To explore the molecular mechanism by which miR-182 functions in the protective effects of TMP in H₂O₂-induced injury, we performed TargetsScan and PicTar analyses to predict the target genes of miR-182 and identified BNIP3 as a potential target of miR-182, with the target site located in the 3′-UTR (Fig. 5A). To validate this bioinformatic predication, we established the luciferase reporter plasmids containing the wt or mut 3′-UTR segments of BNIP3. The luciferase reporter assay revealed that miR-182 mimics significantly inhibited the luciferase activity compared with the mimic NC, while miR-182 inhibitor significantly enhanced the luciferase activity compared with the inhibitor NC (Fig. 5B). Additionally, miR-182 mimics or inhibitor did not markedly affect luciferase activity when the targeted BNIP3 sequence was mutated in the miR-182-binding site (Fig. 5B). To further confirm that BNIP3 expression is regulated by miR-182, BNIP3 protein expression was analyzed by western blotting. We found that the expression levels of BNIP3 were notably downregulated by miR-182 mimics, but markedly enhanced by miR-182 inhibitor (Fig. 5C). Taken together, these findings indicated that miR-182 inhibit the expression of BNIP3, further suggesting that the miR-182/BNIP3 axis may be involved in the protective effects of TMP in H₂O₂-induced injury.
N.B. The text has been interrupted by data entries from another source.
PR #405, opened 2025-02-19
[facebook 1] feat: import wall posts from Meta export

### LINKED ISSUE #398: Facebook: support importing wall posts from an exported archive

### LINKED ISSUE #399: Facebook: build local Cyd archive website of Facebook data

### LINKED ISSUE #407: Facebook export: import re-shared posts
Followup to #405 
Related to #380

Import "Shared a post" (effectively like retweets in Facebook land) posts from the export file

### LINKED ISSUE #409: Facebook export: add media support
Followup to https://github.com/lockdown-systems/cyd/pull/405
Related to https://github.com/lockdown-systems/cyd/issues/380

Import media files referenced in the export file and display them on the generated static site

### LINKED ISSUE #410: Facebook export: add URL support
Followup to https://github.com/lockdown-systems/cyd/pull/405
Related to https://github.com/lockdown-systems/cyd/issues/380

Import URLs referenced in posts and display them on the generated static site

redshiftzero:
Closes #398
Closes #407 
Closes #409
Closes #399
Closes #410

TODO:
- [x] impl `importFacebookArchive`
- [x] Filter posts to import by "updated her status" in posts data file (without using text that will be in different languages)
- [x] File followup issues for other data types that can be imported from the Meta export file (one for "shared a post" in the posts file which is effectively like a retweet, one for "shared a group" which is sharing a group or group post), add media support, add URL support (currently commented out)
- [x] Only support JSON export

# Screenshots

# Add new import option
Screenshot 2025-02-20 at 8 09 20 PM

# Explain how to download archive
Screenshot 2025-02-19 at 3 42 10 PM

# Archive import
Screenshot 2025-02-19 at 6 34 16 PM

# Import finished
Screenshot 2025-02-20 at 10 29 41 AM

Now you can `select * from post` to view the posts


micahflee (changes requested):
There's a merge conflict with `main` right now that I haven't looked into, and also I noticed the packages changed enough that I had to `npm install` again, so might be good to merge `main` into this branch.

On `FacebookWizardImportPage.vue`, the instructions for downloading your archive could be improved/ I'm following them now. In my test account I actually don't need to prove my identity. Here's what I see when I download my Facebook archive:

Screenshot 2025-02-28 at 12 48 19 PM

I click "Download or transfer information" (you have a typo in the instruction, it should be "or" instead of "and").

Screenshot 2025-02-28 at 12 48 30 PM

There should be a step in the instructions for which to choose. I'm assuming "Available information".

Screenshot 2025-02-28 at 12 49 22 PM

There should be another step in the instructions to click "Download to device".

Screenshot 2025-02-28 at 12 50 09 PM

We should tell the user what to click her:
- Under "Date range" choose "All time"
- Notify should be an email you can check
- Format should be JSON (I assume? probably much easier to work with than HTML)
- Media quality: High

Then click "Create files".

Screenshot 2025-02-28 at 12 52 04 PM

The current instructions say "After requesting your archive, you'll need to wait at least a day, and maybe longer. Sorry!" -- that's true for X, but I'm not sure how long you have to wait for Facebook.

Anyway I'm currently waiting for my Facebook archive, but this is what I could test so far.

src/account_facebook/facebook_account_controller.ts
```diff
@@ -234,4 +253,264 @@ export class FacebookAccountController {
...
+                skipCount: skipCount,
+            };
+        }
+
+        // Import posts
+        if (dataType == "posts") {
+            const postsFilenames = await glob(
+                [
+                    // TODO: for really big Facebook archives, are there more files here?
+                    path.join(archivePath, "your_facebook_activity", "posts", "your_posts__check_ins__photos_and_videos_1.json"),
```
micahflee, line 408: Probably. We're going to need people with big Facebook accounts to help us test this. I actually discovered the same problem with twitter, that it splits JSON files into multiple files for people with like 100k tweets. We should ask around.

src/account_facebook/facebook_account_controller.ts
```diff
@@ -234,4 +253,264 @@ export class FacebookAccountController {
...
+                    for (const post of posts) {
+                        // Skip if no post text
+                        const postText = post.data?.find((d: { post?: string }) => 'post' in d && typeof d.post === 'string')?.post;
+                        if (!postText) {
+                            log.info("FacebookAccountController.importFacebookArchive: skipping post with no text");
+                            continue;
+                        }
+
+                        // Check if it's a shared post by looking for external_context in attachments
+                        const isSharedPost = post.attachments?.[0]?.data?.[0]?.external_context !== undefined;
```
micahflee, line 439: This is falsely classifying posts as shared posts. Here's one of the posts from my test account, which includes two links:

Screenshot 2025-03-03 at 5 32 09 PM

I added a commit to log the actual posts content when it skips a post (https://github.com/lockdown-systems/cyd/pull/405/commits/73d8821c4791c28c37b34a72441c5edc4a62c71d) and it skipped this as a shared post:

```
17:30:27.316 › FacebookAccountController.importFacebookArchive: skipping shared post {"timestamp":1740775067,"attachments":[{"data":[{"external_context":{"url":"https://stardewvalleywiki.com/JojaMart"}}]}],"data":[{"post":"One of the best wikis around: https://stardewvalleywiki.com/Stardew_Valley_Wiki\n\nAnd the store to boycott: https://stardewvalleywiki.com/JojaMart"},{"update_timestamp":1740775067},{},{},{}],"title":"Chase Westbrook shared a link."}
```

Here's the JSON:

```json
{
    "timestamp": 1740775067,
    "attachments": [
        {
            "data": [
                {
                    "external_context": {
                        "url": "https://stardewvalleywiki.com/JojaMart"
                    }
                }
            ]
        }
    ],
    "data": [
        {
            "post": "One of the best wikis around: https://stardewvalleywiki.com/Stardew_Valley_Wiki\n\nAnd the store to boycott: https://stardewvalleywiki.com/JojaMart"
        },
        {
            "update_timestamp": 1740775067
        },
        {},
        {},
        {}
    ],
    "title": "Chase Westbrook shared a link."
}
```

It appears that `external_context` is used for link previews, and probably other things too, even for posts that aren't reposts.

src/account_facebook/facebook_account_controller.ts
```diff
@@ -234,4 +253,264 @@ export class FacebookAccountController {
...
+                            log.info("FacebookAccountController.importFacebookArchive: skipping shared post");
+                            continue;
+                        }
+                        else if (post.attachments) {
+                            log.info("FacebookAccountController.importFacebookArchive: skipping unknown post type");
+                            continue;
+                        }
+
+                        postsData.push({
+                            id_str: post.timestamp.toString(),
```
micahflee, line 453: I think using the timestamp as an id is reasonable since (hopefully) this will be unique. But the bigger concern for me is, since this actually isn't the real ID of the post, how will we use the info we're storing to delete this post in the future, if we choose to?

For example, in my test account, if I click on a post it loads this URL:

`https://www.facebook.com/permalink.php?story_fbid=pfbid0UWD2yDkvpM5FoBCJFiG3wFvjKcCx45RaZFeTZm1EU7VzyyRXRNkKTjnYwWTKGqc6l&id=61572798227018`

The `id` part, `61572798227018`, is my Facebook ID. So the `pfbid0UWD2yDkvpM5FoBCJFiG3wFvjKcCx45RaZFeTZm1EU7VzyyRXRNkKTjnYwWTKGqc6l` part must be the post ID. (I stripped the `pfbid` from the beginning and tried base64 decoding it but nothing legible comes out.)

When I grep my FB archive for this string, there's nothing. So once we get to the point where we choose what posts to delete, how do we choose to delete this one if we can't build the URL to load it?

I don't think this is something we need to solve in this PR, but I do think it makes sense to consider what we actually get get from the archive. If we don't have real post IDs (or rather, story IDs, as it seems FB calls them) then maybe the deletion options just have to be like "delete all posts without media", "delete all videos", "delete all photos", etc., instead of basing it on reactions like we do with X.

micahflee (changes requested):
I think this is mostly good. It did skip importing some of the posts in my test archive because it thought they were shared posts when they're not though, and I also added a few comments on post IDs -- it's unclear to be me if it will be possible to query the local db for posts to delete if we don't have real IDs.

So, I could merge this now and you can fix the shared post thing in followup a PR, or you could fix it here. Up to you, but I'm comfortable merging this as is since it's behind a feature flag.

It might also be simpler, and require less migrations, to just try to tackle all of the links, media, shared posts, etc. all in the same PR. I bet these extra entities are somewhat related and might require overlapping work anyway.

src/account_facebook/facebook_account_controller.ts
SaptakS: Maybe we can check the domain to ensure that the `external_context.url` is a facebook link?

redshiftzero:
I'm going to merge all the Facebook PRs into this one to resolve conflicts and then address all issues here

redshiftzero:
> I see once the archive has been imported, we either have "Continue to Delete options" (which I guess is not implemented) or "Continue to Archive options". Continue to Archive options just takes us to a blank page, whereas I feel we can just redirect to the initial page for importing/building data?

Yep neither of these pages is implemented yet

src/account_facebook/facebook_account_controller.ts
redshiftzero: For my export, the reposts have the "data"->"external_context"->"url" but the URL is empty, so I've modified the logic to look for that

src/account_facebook/facebook_account_controller.ts
redshiftzero: I don't see how we can get the post ID from the archive so we may need to do the latter. We could also provide options to delete different types of content in a specified time period, e.g. "Delete all posts more than 2 years old"

redshiftzero:
Each entry in the JSON Array in the posts JSON file has a:
* `timestamp`
* `attachments` array
* `data` array
	* may contain an entry with `update_timestamp`
	* may contain an entry with `post` text
* `title`

Shares of groups have:
* The group name in the first entry of `attachments.data.0.name`
* The title will be "NAME shared a group"

Reposts have:
* The first entry of `attachments.data.0.external_context.url` is ""
* The title will be "NAME shared a post"
* There may _not_ be any text, but if there is, the first entry in the `data` array will be a the `post` text

A regular post:
* has `post` text in the `data` array
* The title will be "NAME updated her status"

An image post or video post:
* has a `media` entry in `attachments.data`
	* It includes exif data including upload IP
* has the `post` text in the `data` array
* The title will say "NAME added a new photo" or "NAME added a new video"

A life event:
* will have in the `attachments` array an entry with key `data` that has another array with the `life_event` key containing a date and title. Right now we're just pulling out the title and using it as the post text.

redshiftzero:
the link previews (stored in the export file) are now loaded into the database (#410) and rendered on the static site as part of this PR

micahflee (approved):
I've tested importing an archive and it works great. I realized that I need to actually wait for yet another archive because my current one doesn't include certain types of posts (including images).

What I've tested and works great:

- Post text
- Link previews

I'm happy to merge this as-is, but while I'm testing I just want to record everything I notice that should be handled in future PRs:

- The Facebook view sidebar should have a nav sort of like the X view sidebar does, so you can easily jump between the different views. (Of course, those different views don't exist yet. Just right now after importing an archive, there's no easy way to get back to the database view.)
- The FB static archive site does not embed media yet. (It successfully downloaded a video I posted to the `media` folder, but it's video isn't included in `assets/archive.json` and it's not embedded in the archive site.)
- Emote data (likes, etc.) is not included, but I guess maybe it's just not included in the archive?

What I haven't tested (because I need to wait for a new archive):

- import re-shared posts
- import posts with images, including multiple images

redshiftzero:
Regarding emote data, we don't have for the posts on the wall the number of likes/emotes etc. 
For the user's likes and reactions, we do have that content stored in: `your_facebook_activity/comments_and_reactions`

PR #411, opened 2025-02-20
[facebook 2] feat: add app to generate static site for facebook data

redshiftzero:
Stacked PR on #405 (i.e. when that is merged, this can be re-targeted to `main`)
Closes #399

~Still marked WIP because there's a test failure to debug~ seemed to be a flake, reran the test suite and all passed 🤔 

Screenshot 2025-02-20 at 10 24 33 PM

PR #415, opened 2025-02-21
[facebook 3] support reposts in Facebook archiving

### LINKED ISSUE #407: Facebook export: import re-shared posts

redshiftzero:
Stacked PR on #411
Closes #407 

This adds the repost data that exists in the JSON FB export to the database and displays it on the archive app:

Screenshot 2025-03-02 at 2 05 30 PM

### DIFF
--- a/src/account_facebook/facebook_account_controller.ts
+++ b/src/account_facebook/facebook_account_controller.ts
@@ -615,26 +615,3 @@ export class FacebookAccountController {
         };
     }
 }
-
-const getPostType = (element: Element): 'status' | 'shared_post' | 'shared_group' | 'other' => {
-    const pinDivs = element.querySelectorAll('._2pin');
-
-    if (pinDivs.length === 1) {
-        return 'status';
-    }
-
-    if (pinDivs.length === 2) {
-        // Check for group name structure
-        const firstPinContent = pinDivs[0].textContent?.trim();
-        if (firstPinContent && !firstPinContent.includes('div')) {
-            return 'shared_group';
-        }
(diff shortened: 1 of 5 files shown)


SaptakS:
Seems like this branch has merge conflicts

src/account_facebook/facebook_account_controller.ts
```diff
@@ -513,14 +533,11 @@ export class FacebookAccountController {
 
                         // Check if it's a shared post by looking for external_context in attachments
                         const isSharedPost = post.attachments?.[0]?.data?.[0]?.external_context !== undefined;
```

BNIP3 is a well-known effector of the mitochondria-mediated apoptosis, which induces the formation of the pathological mitochondrial permeability transition pore (40,41). Thus, we sought to determine whether TMP could regulate the mitochondrial apoptotic pathway via the miR-182/BNIP3 axis. Western blotting was performed to detect the expression levels of apoptosis-related proteins in PRGCs transfected with miR-182 inhibitor prior to H₂O₂ and TMP treatment. As presented in Fig. 6A, H₂O₂ treatment significantly increased the expression of pro-apoptotic proteins (BNIP3, Bax, cle-caspase-3 and cle-PARP) and decreased that of anti-apoptotic Bcl-2, compared with the control group. Of note, the levels of these pro-apoptotic proteins were suppressed, whereas the anti-apoptotic protein was upregulated after TMP pretreatment. However, these effects of TMP were attenuated by miR-182 inhibitor. cyto c release from mitochondria into the cytosol is a critical event in apoptosis (42). Therefore, we further detected the effects of TMP on cyto c release. The data showed that H₂O₂ treatment induced the release of cyto c from the mitochondria, which was attenuated by TMP. However, the inhibitory effects of TMP were significantly reversed by knockdown of miR-182 (Fig. 6B). In addition, whether TMP could reduce the H₂O₂-induced Δψm loss was investigated as dysregulated mitochondrial function causes the loss of Δψm. As presented in Fig. 6C, H₂O₂ treatment resulted in decreased red/green fluorescence ratio, which indicated that Δψm had dissipated, whereas TMP pretreatment attenuated H₂O₂-induced Δψm loss. However, knockdown of miR-182 significantly suppressed the promoting effects of TMP on Δψm. These results suggest that TMP may attenuate H₂O₂-induced PRGC apoptosis via the miR-182/mitochondrial apoptotic pathway.